No município de Ouro Preto dOeste, em Rondônia, em 1970, foi criado o primeiro projeto de colonização no território de Rondônia, o Projeto Integrado de Assentamento Ouro Preto dOeste, sendo a responsabilidade pela implementação inteiramente do governo federal, no caso através do Incra. Os projetos de assentamento dirigidos (PAD) faziam parte da iniciativa do PIN Programa de Integração Nacional e do Proterra Programa e Redistribuição de Terras. Os objetivos dos projetos integrados de colonização (PIC) eram legitimar, disciplinar e organizar a situação fundiária da região, ao passo que os projetos de assentamento dirigidos tinham como meta promover o assentamento de trabalhadores sem-terra nos projetos de colonização implantados ao longo da década de 1970 (Lopes 1983). O principal incentivo ao plantio no PAD Burareiro era a lavoura de cacau, enquanto no PAD Marechal Dutra plantava-se principalmente café. As terras tinham tamanhos diferenciados 250 hectares no caso do PAD Burareiro e 100 hectares no Marechal Dutra, além de um processo seletivo das famílias também distinto.
O Incra era responsável pelos 12 programas da metodologia operacional nos PIC nos anos iniciais de implantação, o que incluía distribuição de terra, organização territorial, administração do projeto, assentamento, unidades agrícolas, infraestrutura física, educação, saúde e previdência social, habitação rural, empresa cooperativa, crédito e comercialização. Segundo Ianni, Na prática, o Incra, a Funai, a Sudam e o Basa, entre outros órgãos do governo federal, estaduais, territoriais e municipais, continuaram a servir à criação, expansão ou consolidação dos latifúndios, fazendas e empresas de propriedade de estrangeiros na Amazônia e no país (1986: 122).
No entanto, a política de colonização não foi a primeira forma de ocupação das terras no território onde se localiza o estado de Rondônia. A região de Ariquemes, na qual os dois projetos de assentamentos foram implantados, eram áreas do distrito de Porto Velho, atual denominação da capital do estado, desde a criação do Território Federal do Guaporé.

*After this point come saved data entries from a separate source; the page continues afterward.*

PR #42, opened 2021-07-28
rfc-1006: update instance subcommands: upgrade and reset-auth

1st1:


text/1006-simplified-cli.rst
```diff
@@ -120,11 +118,12 @@ the EdgeDB RC1 release::
...
-    self uninstall             Uninstall this tool
+    server                     Manage local installations of EdgeDB server
 
+    cli upgrade                Upgrade the 'edgedb' command to the latest version
+    cli uninstall              Uninstall the 'edgedb' command
 
-The output of ``edgedb inspect --help``::
+The output of ``edgedb list --help``::
 
   edgedb inspect [SUBCOMMAND]
```
fantix, line 128: `edgedb list` too

text/1006-simplified-cli.rst
```diff
@@ -97,19 +97,17 @@ the EdgeDB RC1 release::
...
-    server upgrade             Upgrade installations and instances
-    server list-versions       List available and installed versions of the server
-
     instance create            Initialize a new server instance
     instance status            Show statuses of all or of a matching instance
     instance start             Start an instance
     instance stop              Stop an instance
     instance restart           Restart an instance
-    instance destroy           Destroy an instance and remove the data
+    instance destroy           Destroy a local instance and remove the data
```
elprans, line 105: Why emphasis on "local" here?

text/1006-simplified-cli.rst
1st1: good catch, fixed

text/1006-simplified-cli.rst
1st1: Hm, now I'm not sure what concern I had in that editing instant. I'll drop "local".

elprans (approved):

Essa região, por sua vez, era o ponto de apoio para a atividade garimpeira do território, principalmente a extração de cassiterita. Portanto, ficam em contradição as análises que consideram a terra virgem ou que existiria um vazio demográfico, uma vez que seringueiros, seringalistas, garimpeiros, populações indígenas e outros sujeitos sociais ocupavam a área de Ariquemes antes mesmo da colonização que teve início na década de 1970.
No presente artigo, por meio dos relatos de dois irmãos que contam os seus movimentos e deslocamentos, será apreendido o significado da ocupação do lote na área que se transformaria no PAD Burareiro. Posteriormente, a noção de esparramar será analisada, de maneira a demonstrar que as movimentações de família são responsáveis, em última medida, por criar mais família, tornando a ruptura parte constitutiva, portanto, não disruptiva, da dinâmica familiar. Trata-se de estratégias não oficiais que são também contadas por outras famílias que se deslocaram para a Amazônia no início da década de 1970. Dessa maneira, podem ser encontradas socialidades contra o Estado (Clastres 2003 [1988]) mesmo dentro de sociedades que possuem Estado e, mais do que isso, um projeto de colonização que foi organizado tendo como base uma política pública de caráter federal. Está em jogo, portanto, a política em outros termos, especificamente no que tange à compreensão dos modos de ser e de pertencer, ligados à gestão da terra na Amazônia. Essas resistências podem ser enquadradas em formas cotidianas (Scott 2011), na medida em que não se trata de irrupções ou revoluções camponesas, mas das maneiras pelas quais as famílias puderam ocupar a terra com pouco investimento efetivo do Estado e permanecer nesta até hoje, realizando a divisão do espaço para as gerações seguintes, mesmo diante de estrita legislação para o uso da terra no âmbito da Amazônia Legal.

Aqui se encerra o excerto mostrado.